_MATERIAL SUPPLIED_:
*-*-*
PR #6409, opened 2021-04-17
LibJS: Convert matched regex result to string in Symbol.replace

IdanHo:
This would crash on an undefined match, since the matched result was assumed to be a string (such as on discord.com). The spec suggests converting it to a string as well: https://tc39.es/ecma262/#sec-regexp.prototype-@@replace (14#c)

(I tried writing a test for it, but i wasnt able to create a regex that caused this? and the discord js bundle is much too complicated for me to find the regex they used)

### DIFF
--- a/Userland/Libraries/LibJS/Runtime/RegExpPrototype.cpp
+++ b/Userland/Libraries/LibJS/Runtime/RegExpPrototype.cpp
@@ -346,7 +346,11 @@ JS_DEFINE_NATIVE_FUNCTION(RegExpPrototype::symbol_replace)
         size_t result_length = length_of_array_like(global_object, result);
         size_t n_captures = result_length == 0 ? 0 : result_length - 1;
 
-        auto matched = result.get(0).value_or(js_undefined());
+        auto matched_value = result.get(0).value_or(js_undefined());
+        if (vm.exception())
+            return {};
+
+        auto matched = matched_value.to_string(global_object);
         if (vm.exception())
             return {};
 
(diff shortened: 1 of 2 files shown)


Userland/Libraries/LibJS/Runtime/RegExpPrototype.cpp
```diff
@@ -346,7 +346,7 @@ JS_DEFINE_NATIVE_FUNCTION(RegExpPrototype::symbol_replace)
         size_t result_length = length_of_array_like(global_object, result);
         size_t n_captures = result_length == 0 ? 0 : result_length - 1;
 
-        auto matched = result.get(0).value_or(js_undefined());
+        auto matched = result.get(0).value_or(js_undefined()).to_string(global_object);
```
linusg, line 349: This cannot be in the same expression but needs to be split into multiple lines unfortunately - get can throw, and `to_string()` can call a JS function which will go terribly wrong (:boom:) if we already have an exception stored.

alimpfard:
Group 1 in `/x(a)??/` should be undefined.
In general, `??` will definitely match nothing if it's at the end of the pattern - useful to know for cases like this :P

linusg (commented):
Nice fix! Regarding a test, here's a snippet that crashes without this patch but works correctly without, maybe you can use that?

```js
const r = /foo/;
r.exec = () => ({});
r[Symbol.replace]();  // "undefined"
```

Userland/Libraries/LibJS/Runtime/RegExpPrototype.cpp
alimpfard: Maybe `get()` should return an `ExceptionOr`?
Would then force people to check for exceptions

IdanHo: fixed! thanks for the test as well :)

Issue #6410, opened 2021-04-17
LibC: Wine checklist


sin-ack:
This is a list of things that need to be implemented in order get Wine running. Note that we still need to implement a display backend for `WindowServer` as Wine uses X11 directly, and also an `AudioServer` connection for audio playback. Most of this functionality is required by the `dlls/ntdll/unix/` directory since that seems to be where all the platform-related functionality is residing.

This list also isn't complete because it's just what I gathered from running `make --keep-going` so we might need other things.

- [x] `n_long`/`n_short` (Linux puts these in `<netinet/in_systm.h>`) - `dlls/iphlpapi/icmp.c`
- [ ] `IPPROTO_ICMPV6` and `IP_TTL` (`<netinet/in.h>`) - `dlls/iphlpapi/icmp.c`
- [x] `<langinfo.h>` - `dlls/ntdll/unix/env.c`
- [x] `MSG_PEEK` (`<socket.h>`) - `dlls/ntdll/unix/file.c`
- [ ] `statvfs` and associated data structures (tracked in #6068) - `dlls/ntdll/unix/file.c`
*-*-*
_PROBLEM TO WORK ON_: If a line in the records holds the string "running", copy it.

_EXERCISE RESULT_:
This is a list of things that need to be implemented in order get Wine running. Note that we still need to implement a display backend for `WindowServer` as Wine uses X11 directly, and also an `AudioServer` connection for audio playback. Most of this functionality is required by the `dlls/ntdll/unix/` directory since that seems to be where all the platform-related functionality is residing.
This list also isn't complete because it's just what I gathered from running `make --keep-going` so we might need other things.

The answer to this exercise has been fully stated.